Fluffy dragged a man along behind him. Most of the demons drew back from the creature when they looked into his eyes. The eyes were filled with malice and devoid of fear. Fluffy dragged him downward and deeper into Hell.

“Hey, Boss!” Fluffy shouted as some broad, dark shoulders filled the passage ahead. The shoulders turned to reveal the Dark Lord himself.

“Oh, uh, hi Fluffy.” said the Dark Lord.

Fluffy dragged Bobby out of the shadows and held him by one arm in front of the Father of Lies. “I found him on the street where you left me, Boss. Can I keep him?”

The Master of Deceit looked at the human spirit dangling in front of his eyes. Bobby gave him a sullen and baleful look. The Dark Lord snorted.

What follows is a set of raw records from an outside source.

PR #818, opened 2016-07-20
ncm-afsclt: Fix warning caused redeclaration of variable with my.

ajf8:
The updates to afsclt seem to work fine here. I just noticed a perl warning while running ncm-ncd.


jrha:
Thanks!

“Wow.” he said. “Good work, Fluffy.”

“Thanks, Boss.” said Fluffy. “Can I keep him?”

“Uh. Sure.” said the Dark Lord. “What the Hell. Sure. Keep him.”

Fluffy hugged his prize to his chest and moved even deeper into the recesses of Hell. Finding a dark corner far from the writhing masses of tormented souls Fluffy put his pet down on the ground.

Fluffy sat, and began to stare at Bobby. Bobby sat and stared at Fluffy.

After what might have been a millennium or maybe a half hour, Bobby said, “Know what, Fluffy?”

Fluffy said nothing. He just raised the horny ridges above his eyes a bit in question.

“I don’t really think you are a kitten.”

For the first and last time in all of eternity laughter rang through the halls of Hell.